» **Work item**:
Pick out each line below containing "migrate".

:: Record extracts ::

PR #2051, opened 2022-07-11
RD-4926 fix autofill bug in Firefox and migrate LoginPage to TS

PatrycjaKubiczek:
## Description

RD-4926
- fix autofill colors in FF
- migrate files to TS

## Screenshots / Videos

Before: 
Screen Shot 2022-05-11 at 11 26 54

After:
Zrzut ekranu 2022-07-07 133138

## Checklist

## Tests

[Build Status](https://jenkins.cloudify.co/view/UI%20Health%20View/job/Stage-UI-System-Test/3084/)

 

## Documentation

n/a


app/components/LoginPage.tsx
```diff
@@ -23,44 +65,44 @@ export default class LoginPage extends Component {
...
-    handleInputChange = (proxy, field) => {
+    handleInputChange = (_proxy: any, field: Parameters<typeof Stage.Basic.Form.fieldNameValue>[0]) => {
         const fieldNameValue = Form.fieldNameValue(field);
         this.setState({ ...fieldNameValue, errors: {} });
     };
 
     render() {
         const { errors, password, username } = this.state;
-        const { isLoggingIn, isSamlEnabled, loginError } = this.props;
+        const { isLoggingIn, isSamlEnabled, loginError = null } = this.props;
```
PatrycjaKubiczek, line 100: I'm wondering if we had default props should I transfer them as well while migrating files to TS? 🤔

app/components/LoginPage.tsx
```diff
@@ -23,44 +65,44 @@ export default class LoginPage extends Component {
...
 
         const query = parse(location.search);
-        const redirect = query.redirect || null;
+        const redirect = (query.redirect as string) || null;
 
         return onLogin(username, password, redirect);
     };
 
-    handleInputChange = (proxy, field) => {
+    handleInputChange = (_proxy: any, field: Parameters<typeof Stage.Basic.Form.fieldNameValue>[0]) => {
```
qooban, line 93: As `Form` should be available here, we can use shorter form:
```suggestion
    handleInputChange = (_proxy: any, field: Parameters<typeof Form.fieldNameValue>[0]) => {
```

app/components/LoginPage.tsx
```diff
@@ -23,44 +65,44 @@ export default class LoginPage extends Component {
...
-        const { isSamlEnabled, location, onLogin, samlSsoUrl } = this.props;
-        const errors = {};
+        const { isSamlEnabled, location, onLogin, samlSsoUrl = '' } = this.props;
+        const errors: Errors = {};
 
         if (isSamlEnabled) {
-            // eslint-disable-next-line scanjs-rules/assign_to_location
-            window.location = samlSsoUrl;
+            // eslint-disable-next-line scanjs-rules/assign_to_href
+            window.location.href = samlSsoUrl;
```
qooban, line 73: Are we sure it works the same and we are not introducing any regression here? 🤔

app/containers/LoginPage.ts
```diff
@@ -22,7 +22,7 @@ const mapStateToProps = (state: ReduxState) => {
 
 const mapDispatchToProps = (dispatch: Dispatch) => {
     return {
-        onLogin: (username: string, password: string, redirect: string) => {
```
qooban, line 25: General:

Just FYI - as part of Ongoing Refactors we are also trying to move out from `containers`. Ref.: https://cloudifysource.atlassian.net/wiki/spaces/RD/pages/2148073473/Ongoing+Refactors+in+Cloudify+UI#Moving-containers-to-components

In case of this PR I think it might be too much to implement it, it may shadow more the core change of this PR. But I'm leaving the decision to you 🙂

app/components/LoginPage.tsx
qooban: Yeah, I guess so. That would make the migration to not contain functional changes.

app/components/LoginPage.tsx
PatrycjaKubiczek: @qooban `window.location` and `window.location.href` are different. First one is an object and second returns a string. However according to [MDN docs](https://developer.mozilla.org/en-US/docs/Web/API/Window/location):

> Though Window.location is a read-only Location object, you can also assign a string to it. **This means that you can work with location as if it were a string in most cases: location = 'http://www.example.com' is a synonym of location.href = 'http://www.example.com'.**

 so I think in our case it will act the same, because we're assigning URL to redirect a page. In TS `window.location` will return a type error because location is an object with typing like this `(string | Location) & Location`. That's why I change it `window.location.href`. 
 
 The other way I could solve this issue is type assertion: `window.location = samlSsoUrl as (string | Location) & Location;`

app/components/LoginPage.tsx
```diff
@@ -1,17 +1,59 @@
...
+
+type Redirect = string | null;
+
+const StyledInput = styled(Input)`
+    &&&&&& input:autofill,
+    input:autofill:focus,
+    input:-webkit-autofill:hover,
+    input:-webkit-autofill:focus,
+    input:-webkit-autofill:active {
+        -webkit-box-shadow: 0 0 0 100px transparent !important;
```
NorbertAmartus, line 47: As the [styled components](https://styled-components.com/docs/basics#motivation) are adding vendor prefixes (like -webkit-`) by default, it is required to add this particular css rule? 🤔

app/components/LoginPage.tsx
```diff
@@ -1,17 +1,59 @@
...
+
+type Errors = {
+    username?: string;
+    password?: string;
+} | null;
+
+type Redirect = string | null;
+
+const StyledInput = styled(Input)`
+    &&&&&& input:autofill,
```
NorbertAmartus, line 42: As we are using `!important` flags for the css rules, do we need to bump the selector specificity? 🤔

NorbertAmartus:
### Comment about the PR title
It may be beneficial to use `Firefox` instead of `FF` as this abbreviation (out of context) may not be clear for everybody

app/components/LoginPage.tsx
PatrycjaKubiczek: I think we do because these selectors have already `!important` 😅 
Zrzut ekranu 2022-07-11 151228

app/components/LoginPage.tsx
PatrycjaKubiczek: good catch, I will modify it

PatrycjaKubiczek: applied changes: https://github.com/cloudify-cosmo/cloudify-stage/pull/2051/commits/493167abb3829b339a00e83d4690942cd2630ee2

app/containers/LoginPage.ts
PatrycjaKubiczek: I was curious I tried to move it out of `containers` :) https://github.com/cloudify-cosmo/cloudify-stage/pull/2051/commits/493167abb3829b339a00e83d4690942cd2630ee2 looks like everything still works as intended

app/components/LoginPage.tsx
qooban: Thanks for explanation. Tested locally and it seems to work properly, so... All fine 🙂

qooban (dismissed):
LGTM 👍🏻 

Nicely done with all additional refactors 👍🏻

app/components/LoginPage.tsx
NorbertAmartus: Ou okay 😄
In that case let's fight fire ... with fire! 🔥  

Thanks for the explaination! 🎉

app/components/LoginPage.tsx
```diff
@@ -1,17 +1,62 @@
...
+type Errors = {
+    username?: string;
+    password?: string;
+} | null;
+
+const StyledInput = styled(Input)`
+    &&&&&& input:autofill,
+    input:autofill:focus,
+    input:autofill:hover,
+    input:autofill:focus,
```
NorbertAmartus, line 49: After refactoring, some code duplication has sneak into the selectors 😁 
additionalcode

```suggestion
    input:autofill:focus,
    input:autofill:hover,
```

NorbertAmartus (approved):
LGTM 🎸 

Thanks for addressing all of the comments 🚀 
(and for the opportunity to create an occasional meme 😁)

PR #2068, opened 2022-07-15
RD-5365 Fix Topology widget data loading

qooban:
## Description
As described in RD-5365 the topology view didn't load on second time open.
The reason for that problem was the fact that topology data was set (`topology.setTopology` calls in [widgets/topology/src/Topology.tsx](https://github.com/cloudify-cosmo/cloudify-stage/blob/master/widgets/topology/src/Topology.tsx)) only in case of blueprint data update. On `Topology` component mount the view was not initialized properly.

Small refactorings added: 
1. fixed `propTypes` definition
2. simplified nodes difference checking function

NOTE: This widget is hard to maintain (it's using non-React library for rendering the view) and the code is very messy. I considered TS migration, but I decided to drop it as a time-consuming and risky before the release.

## Screenshots / Videos

https://user-images.githubusercontent.com/5202105/179209766-a429fd00-3377-4e7d-854e-a8326754b004.mp4

## Checklist

## Tests
1. Topology spec passes locally
2. [Build Status](https://jenkins.cloudify.co/view/UI%20Health%20View/job/Stage-UI-System-Test/3148/) - PASSED

## Documentation
N/A

### DIFF
--- a/widgets/topology/src/Topology.tsx
+++ b/widgets/topology/src/Topology.tsx
@@ -80,6 +80,7 @@ export default class Topology extends React.Component<TopologyProps, TopologySta
         toolbox.getEventBus().on('blueprints:refresh', toolbox.refresh, this);
         toolbox.getEventBus().on('deployments:refresh', toolbox.refresh, this);
         this.startTopology();
+        this.updateTopology();
     }
 
     shouldComponentUpdate(nextProps: TopologyProps, nextState: TopologyState) {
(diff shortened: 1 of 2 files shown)


widgets/topology/src/Topology.tsx
```diff
@@ -97,34 +99,18 @@ export default class Topology extends React.Component<TopologyProps, TopologySta
...
-                this.topology.setTopology(this.topologyData, layout);
-                if (isFirstTimeLoading) this.topology.setScale(_.get(layout, 'scaleInfo'));
-            } else {
-                this.topology.refreshTopologyDeploymentStatus(this.topologyData);
-            }
-        }
+            expandedTerraformNodes !== prevState.expandedTerraformNodes;
+
+        if (topologyRestartAndUpdateRequired) this.startTopology();
+        if (topologyRestartAndUpdateRequired || topologyUpdateRequired) this.updateTopology();
```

:::

» **Result below**:
RD-4926 fix autofill bug in Firefox and migrate LoginPage to TS
- migrate files to TS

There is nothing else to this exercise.